Из вырвавшегося из уст того матерного шипа: «А ххху… зна… бля… ктор… там на… рху…» — можно было заключить, что кабинет директора находится на втором этаже (станция была двухэтажной), а вообще-то директор может быть где угодно.
Но он оказался у себя в кабинете, директор, по фамилии Апресян.
Перед кабинетом имелось подобие приёмной. На железных, с облупленными фанерными сиденьями стульях маялись нервные люди, держащие в руках единообразно свёрнутые в трубочки заявления. Один из них вдруг посмотрел на отца и Леона в эту самую бумажную трубочку, как адмирал Нельсон в подзорную трубу.

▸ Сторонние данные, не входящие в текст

PR #7151, opened 2025-09-12
cobalt: Call reportFullyDrawn() on browser thread

johnxwork:
Previously we were depending on a legacy Starboard extension to invoke reportFullyDrawn() on Android. This PR skips the extension detour and creates a new mojo call so that the eventual JNI call is executed on browser thread safely.

Bug: 426650306


cobalt/renderer/cobalt_render_frame_observer.cc
```diff
@@ -53,14 +57,11 @@ void CobaltRenderFrameObserver::DidClearWindowObject() {
...
-            SbSystemGetExtension(kCobaltExtensionGraphicsName));
-    if (graphics_extension &&
-        strcmp(graphics_extension->name, kCobaltExtensionGraphicsName) == 0 &&
-        graphics_extension->version >= 6) {
-      graphics_extension->ReportFullyDrawn();
+    if (was_reported_) {
+      return;
     }
+    was_reported_ = true;
+    cobalt_renderer_host_->ReportFullyDrawn();
```
yell0wd0g: Alternative formulation:
```
  if (cobalt_renderer_host_.is_bound()) {
    cobalt_renderer_host_->ReportFullyDrawn();
    cobalt_renderer_host_.reset();
  }
```

And then we don't need `was_reported_`.

cobalt/browser/performance/public/mojom/rendering.mojom
```diff
@@ -0,0 +1,22 @@
...
+// Unless required by applicable law or agreed to in writing, software
+// distributed under the License is distributed on an "AS IS" BASIS,
+// WITHOUT WARRANTIES OR CONDITIONS OF ANY KIND, either express or implied.
+// See the License for the specific language governing permissions and
+// limitations under the License.
+
+module performance.mojom;
+
+// Implemented in the browser process. The renderer process gets a remote to this
+// interface and calls its methods to send messages to the browser.
```
yell0wd0g: Ideally we'd write here why we're interested in this Report, e.g.
```
// Browser process service to get notified by a Renderer of a 
// non-empty DidMeaningfulLayout. A service side can use this
// signal to e.g. do bla and foo.
```
WDYT?

cobalt/browser/cobalt_browser_interface_binders.cc
```diff
@@ -70,6 +72,8 @@ void PopulateCobaltFrameBinders(
       base::BindRepeating(&h5vcc_runtime::H5vccRuntimeImpl::Create));
   binder_map->Add<performance::mojom::CobaltPerformance>(
       base::BindRepeating(&performance::PerformanceImpl::Create));
+  binder_map->Add<performance::mojom::CobaltRendering>(
+      base::BindRepeating(&browser::CobaltRendererHostImpl::Create));
```
yell0wd0g: Just a thought: is this going to be implemented on 3P as well as on 
Android? Currently CobaltRendererHostImpl is only used to forward to
`starboard::android::shared::StarboardBridge::GetInstance()`.

If that forwarding is only needed on Android, then we can do here
something similar to `ForwardToJavaFrame` and create a Java class
implementing mojo's CobaltRendering similar to what we do for
`CrashAnnotator` ([here](https://source.corp.google.com/h/github/youtube/cobalt/+/main:cobalt/android/apk/app/src/main/java/dev/cobalt/browser/). 

Perhaps we could even make `StarboardBridge` implement that 
`import org.chromium.performance.mojom.CobaltRendering`, I'm
not sure about this though.

cobalt/browser/performance/public/mojom/rendering.mojom
```diff
@@ -0,0 +1,22 @@
...
+interface CobaltRendering {
```
yell0wd0g, line 20: This file should be called `cobalt_rendering.mojom` IIUC.

cobalt/browser/cobalt_renderer_host_impl.h
```diff
@@ -0,0 +1,51 @@
...
+
+namespace content {
+class RenderFrameHost;
+}  // namespace content
+
+namespace cobalt {
+namespace browser {
+
+class CobaltRendererHostImpl
+    : public content::DocumentService<performance::mojom::CobaltRendering> {
```
yell0wd0g: 1. Do we need to be a `DocumentService` here? The client side sends
a single `ReportFullyDrawn()` signal; and IIUC that cannot be
sent from Renderer if the RenderFrame is destroyed.

2. I like the comment
```
  // The object is bound to the lifetime of the |render_frame_host| and the mojo
  // connection. See DocumentService for details.
```
but I'd like it more here, in the class inheritance : )

3. There's something odd on having a CobaltRendererHostImpl
here only for a RenderFrameHost service implementation: 
RendererHost is a larger thing that RendererFrame, so I think
this class should be `CobaltRenderFrameHostImpl` ? Ah but
`RenderFrameHostImpl` is already a final `//content` class,
so this one cannot pretend to extend that, and would be more
just a `CobaltRenderingImpl`..?

yell0wd0g (changes requested):
Net improvement! Very surprised we still had those calls
to Starboard from within the "Renderer" process :( 

Multiple questions on naming and I think we could 
simplify the code?

cobalt/browser/performance/public/mojom/rendering.mojom
johnxwork: I was following the other file Andrew added in this module, performance.mojom: https://source.corp.google.com/h/github/youtube/cobalt/+/main:cobalt/browser/performance/public/mojom/performance.mojom;drc=1c478c94cfeec6584d5caa80eb9c2d187fa20a9c;l=17

Should we change both?

cobalt/browser/cobalt_browser_interface_binders.cc
johnxwork: I thought about this question.

IMHO the first frame drawn is one of the most comprehensive and reliable signals to measure startup speed. This is why I made the host implementation in native code so that 3P can reuse it.

It's unclear how 3P would use it, maybe it will be an UMA metric or a web interface which doesn't need browser involvement. My best wish is that an unimplemented callback on 3P would encourage some early thinking.

The idea to use java mojom template might be a good one. I didn't think of that. I just thought this implementation to go through a callback posting and then through the legacy JNI function is closer to C25's thread posting so that the comparison on APC is easier(b/426650306): https://source.corp.google.com/h/github/youtube/cobalt/+/25.lts.1+:cobalt/browser/browser_module.cc;drc=06382972bc9b7344d511798b29f2ffac8f5d3fd1;l=856

I could do the cleanup to use java mojom after I see the data on APC. It's a good small practice to compare the two methods.

cobalt/browser/cobalt_renderer_host_impl.h
johnxwork: 1. If I remove the DocumentObserver, the mojo connection can not be established. I guess we would need some other type of binding syntax if we want to replace DocumentObserver;
2. Moved the comment
3. Changed to CobaltRenderingHostImpl instead. Naming is hard indeed

cobalt/browser/performance/public/mojom/rendering.mojom
andrewsavage1: It's under the //cobalt directory, so I'm not sure why we'd need to call the file cobalt_rendering as well?

yell0wd0g: It's just customary for mojom files to be called the snake case
version of the interface name. -Ish, there are many deviations,
but in general I'd say either reconcile the names or just drop
the "Cobalt" from the interface name?

cobalt/browser/cobalt_browser_interface_binders.cc
yell0wd0g: That makes sense. Then I'd suggest leaving a comment like e.g.:
```
  // Nothing prevents us from jumping directly to a Java Mojo
  // implementation, but we chose to bounce on C++ manually to
  // make the JNI jump explicit, like in Cobalt 25 (insert link),
  // and also because in time, 3P implementations should also do
  // something sensible with the ReportFullyDrawn() event.
```

Maybe even file and link to a bug since the last sentence 
sounds like a TODO()...  :=-)

cobalt/browser/cobalt_rendering_host_impl.h
```diff
@@ -0,0 +1,53 @@
...
+namespace browser {
+
+// The object is bound to the lifetime of the |render_frame_host| and the mojo
+// connection.
+class CobaltRenderingHostImpl
+    : public content::DocumentService<performance::mojom::CobaltRendering> {
+ public:
+  static void Create(
+      content::RenderFrameHost* render_frame_host,
+      mojo::PendingReceiver<performance::mojom::CobaltRendering> receiver);
```
yell0wd0g, line 36: If there're no plans to add more complex stuff to this class 
(it's essentially a holder of the connection etc for lifetime
purposes) then I'd just recommend removing the Create() method 
and making the ctor public.

Ah but thinking some more, `Create()` creates a 
`new CobaltRenderingHostImpl` and that is... leaked? This is
odd, but I see all other sibling `Create()`s do the same, also
in //content. So I guess the only request would be to leave a
comment on this function, eg `// For BinderMap creation purposes`,
so it's clear the reason for its existence.

cobalt/browser/cobalt_rendering_host_impl.h
```diff
@@ -0,0 +1,53 @@
...
+
+namespace content {
+class RenderFrameHost;
+}  // namespace content
+
+namespace cobalt {
+namespace browser {
+
+// The object is bound to the lifetime of the |render_frame_host| and the mojo
+// connection.
```
yell0wd0g, line 30: Threading? Leave a comment saying either "This class is
meant to be created/used on a single TaskRunner" or "This 
class has no restrictions re. which TaskRunner is called
from" (because of `base::android::AttachCurrentThread();`).

yell0wd0g (approved):
LGTM with moarrrr comments.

— У меня назначено, — коротко проинформировал очередь отец и, не дожидаясь возмущённых возгласов, проследовал вместе с Леоном в кабинет.
Директор нелидовской станции техобслуживания легковых автомобилей «Жигули» Апресян о чём-то тихо и раздумчиво совещался со смуглым, заросшим щетиной человеком в дорогой кожаной куртке, не могущим быть ни кем иным, как бандитом или рыночным (а может, не рыночным, а каким-нибудь оптовым) торговцем.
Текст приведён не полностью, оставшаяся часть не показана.